An IBM researcher has
uncovered a way to analyze data while it is still encrypted, in what could be a
boon for both spam-filtering applications and cloud computing environments.
The challenge of manipulating data without exposing it has bugged
cryptographers for decades. But in a breakthrough, IBM
researcher and Stanford University Ph.D. candidate Craig Gentry has developed a
"fully homomorphic encryption" scheme that keeps data
protected.
"Basically, an annoying property
of encryption is that it typically traps data inside a box that prevents
the data from being used or analyzed until you open the box with the secret
decryption key," Gentry said. "What a fully homomorphic encryption
scheme allows you to do is analyze or compute a function of the data while it
remains securely inside the box.
"For example, suppose you want to store your files on an untrusted
server," he continued. "You don't want the server to see your files;
so, you want to encrypt them. On the other hand, you want to be able to access
your files in an 'intelligent' way ... There is a way to express this query as
a function f. If your files are encrypted with the fully homomorphic encryption
scheme, you can send your query to the server, which expresses it as some
function f; the server then homomorphically computes an encryption of f(m_1,
..., m_t) -- where f(m_1, ..., m_t) outputs the relevant files—and sends this
ciphertext back to you. You decrypt to recover the files."
It is also possible to encrypt the query as well, he said.
According to IBM, Gentry's solution could
help strengthen the business model of cloud computing when vendors are hosting
confidential customer data, by enabling them to perform computations on data at
their clients' request without exposing the original data.
It also represents a potential boost for spam filtering of encrypted
e-mails. Spam filtering, he noted, doesn't need to be done online because of
the relative asynchronicity of e-mail, and because the amount of data is likely
to be small.
"The idea for spam-filtering encrypted e-mails is as follows: I encrypt
e-mails to you under your public key pk using the fully homomorphic encryption
scheme. Maybe some spammers also send you some e-mails encrypted under
pk. Now, a spam filter can be expressed as some function f that is applied
to (unencrypted) e-mail data, which outputs a '0' if it is spam, and a '1' if
it is not," Gentry explained.
"To spam-filter encrypted e-mails, the spam filter uses the fully
homomorphic encryption scheme to compute a ciphertext that encrypts f(m), where
the encrypted e-mail is the encryption of m. The filter prepends this
ciphertext to the encryption of m. Now, when you check your encrypted e-mail,
you first decrypt the prepended ciphertext. If the ciphertext encrypted a
'0', indicating the message is spam, you don't bother decrypting the rest of
the e-mail. Otherwise, you decrypt the rest."

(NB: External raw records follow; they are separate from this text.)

Issue #408, opened 2024-03-11
Improve unit testing code coverage.


ross-p-smith:
# Motivation 
The accelerator has a small number of Unit tests to check the validity of the application. This ticket can be closed when we have the framework in place to increase the code coverage for the solution. This ticket is not here to write tests.

# Requirements
- [ ] Add Code Coverage to CI so that we can track that every PR increases this coverage
- [ ] Fail the build (can turn off later) if the threshold decreases to encourage every PR to not make things worse

![gifs](https://media.giphy.com/media/v1.Y2lkPTc5MGI3NjExbTZnYXdrcHo0eGVkampiY2VlamdjMWVjNHphZ3Jsem56aDV6ZXdkdyZlcD12MV9pbnRlcm5hbF9naWZfYnlfaWQmY3Q9Zw/3orieKKmYyvUdR3RkY/giphy.gif)

PR #432, opened 2024-03-14
Add coverage to PRs

cecheta:
## Purpose

Required for #408 

This PR adds commenting to PRs with code coverage.

The commenting is done using a third-party GitHub action, [pytest-coverage-comment](https://github.com/marketplace/actions/pytest-coverage-comment). It is pinned to a specific Git SHA to prevent automatically picking up new changes to the repo which could potentially be malicious.

The commenting is handled in a separate workflow, as the token in the `Tests` workflow only has read-only permissions and cannot comment on PRs when running from forks. The separate workflow for commenting only has write permissions to pull requests, and no other permissions.

This commenting action does not have the ability to fail a run based on a threshold, therefore this will be introduced in a separate PR. The next PR will also handle commenting after test failures.

The PR also introduces caching of pip dependencies.

```
[ ] Yes
[x] No
```

## Pull Request Type

```
[ ] Bugfix
[ ] Feature
```

## How to Test
It is is difficult to test as it will only run after it has been merged. I have managed to test it in my own fork.

image
image

### DIFF
--- a/.github/workflows/comment_coverage.yml
+++ b/.github/workflows/comment_coverage.yml
@@ -1,0 +1,31 @@
+name: Comment coverage
+
+on:
+  workflow_run:
+    workflows: [Tests]
+    types:
+      - completed
+
+permissions:
+  pull-requests: write
+
+jobs:
+  comment:
+    name: Comment coverage
+    runs-on: ubuntu-20.04
+    if: >
+      github.event.workflow_run.event == 'pull_request' &&
+      github.event.workflow_run.conclusion == 'success'
+    steps:
+      - name: Download artifact
+        uses: actions/download-artifact@v4
+        with:
+          name: coverage
+          github-token: ${{ secrets.GITHUB_TOKEN }}
+          run-id: ${{ github.event.workflow_run.id }}
+      - name: Comment coverage
+        uses: MishaKav/pytest-coverage-comment@a1fe18e2b00c64a765568e2edb9f1706eb8fc88b
+        with:
+          pytest-xml-coverage-path: coverage.xml
+          junitxml-path: coverage-junit.xml
+          issue-number: ${{ github.event.workflow_run.pull_requests[0].number }}
--- a/.github/workflows/comment_coverage.yml
+++ b/.github/workflows/comment_coverage.yml
@@ -29,3 +29,5 @@ jobs:
           pytest-xml-coverage-path: coverage.xml
           junitxml-path: coverage-junit.xml
           issue-number: ${{ github.event.workflow_run.pull_requests[0].number }}
+          coverage-path-prefix: code/
+          report-only-changed-files: true
--- a/.github/workflows/comment_coverage.yml
+++ b/.github/workflows/comment_coverage.yml
@@ -12,7 +12,7 @@ permissions:
 jobs:
   comment:
     name: Comment coverage
-    runs-on: ubuntu-20.04
+    runs-on: ubuntu-latest
     if: >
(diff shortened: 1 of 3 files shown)


ross-p-smith:
Not a reflection on the PR - which is great; more a question on the coverage number. It states 67% - that seems much higher than I was expecting. Is that 67% of code covered in the files that we actually have tests for? This will be fun as soon as someone writes a test for a file not included there, I can imagine that overall coverage number racing down not up!

ross-p-smith (approved):
I fully appreciate that things like this are hard to author until they hit main. I look forward to seeing where this goes!

.github/workflows/unittests.yml
```diff
@@ -2,24 +2,39 @@ name: Tests
...
+          architecture: x64
+          cache: pip
+          cache-dependency-path: "**/*requirements*.txt"
+      - name: Install dependencies
+        run: |
+          pip install -r code/requirements.txt -r code/dev-requirements.txt -r code/backend/requirements.txt
+      - name: Run Python tests
+        run: python -m pytest -m "not azure" --junitxml=junit-coverage.xml --cov --cov-report xml:coverage.xml
+        working-directory: code
+      - uses: actions/upload-artifact@v4
```
adamdougal, line 34: Where does this upload the coverage report too out of curiosity? How does it differentiate coverage reports from different workflow runs? Is there a retention period?

Sorry for all the questions, I've not used it before!

cecheta:
> Not a reflection on the PR - which is great; more a question on the coverage number. It states 67% - that seems much higher than I was expecting. Is that 67% of code covered in the files that we actually have tests for? This will be fun as soon as someone writes a test for a file not included there, I can imagine that overall coverage number racing down not up!

Good point, let me investigate

.github/workflows/unittests.yml
cecheta: The artifacts are tied to a specific workflow run, however if you have a second workflow using `workflow_run`, then you can still pull artifacts from the workflow that called it, which is whats's going on here.

There is a retention period for artifacts, you can either set your own value here or it will fall back to whatever the default is for the repository.

cecheta:
> Not a reflection on the PR - which is great; more a question on the coverage number. It states 67% - that seems much higher than I was expecting. Is that 67% of code covered in the files that we actually have tests for? This will be fun as soon as someone writes a test for a file not included there, I can imagine that overall coverage number racing down not up!

Much better (worse) now

image

It wasn't picking up files that weren't imported

.github/workflows/comment_coverage.yml
```diff
@@ -0,0 +1,33 @@
...
+    types:
+      - completed
+
+permissions:
+  pull-requests: write
+
+jobs:
+  comment:
+    name: Comment coverage
+    runs-on: ubuntu-20.04
```
ross-p-smith, line 15: Should this be latest? Seems an old ubuntu

.github/workflows/tests.yml
```diff
@@ -2,28 +2,42 @@ name: Tests
...
+      - opened
+      - ready_for_review
+      - reopened
+      - synchronize
   workflow_call:
 
 jobs:
   test_package:
     name: Tests
     runs-on: "ubuntu-20.04"
```
ross-p-smith, line 18: Same as above - is there a latest?

cecheta: ✅

ross-p-smith (approved):
🚀🧪

PR #1253, opened 2025-07-15
Update phonenumbers 9.0.9

rparke:
Major version bump from 8.13.52 to 9.0.9. Looking at the release notes, I'm confident that this is not technically a breaking change for python. The phonenumbers python port of libphonenumber repsects the semantic versioning of the original java codebase.

The [release notes for v9.0.0](https://github.com/google/libphonenumber/releases/tag/v9.0.0) tell us that the major version bump is due to an update to java 8 from 1.7. This is not a breaking change for the python port.

### DIFF
--- a/CHANGELOG.md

At this point, Gentry said, the next step is to work on improving the efficiency
of his discovery. He admitted it takes many times longer to process data
homomorphically while it is in the encryption box than it would to process the
data in the clear.
"Before it becomes a tool, more theoretical work will need to be done
to make it more efficient," he said. "But now that researchers know
that fully homomorphic encryption is possible and have an actual construction
that they can sink their teeth into, I think there is reason to be optimistic
that the efficiency will be improved dramatically."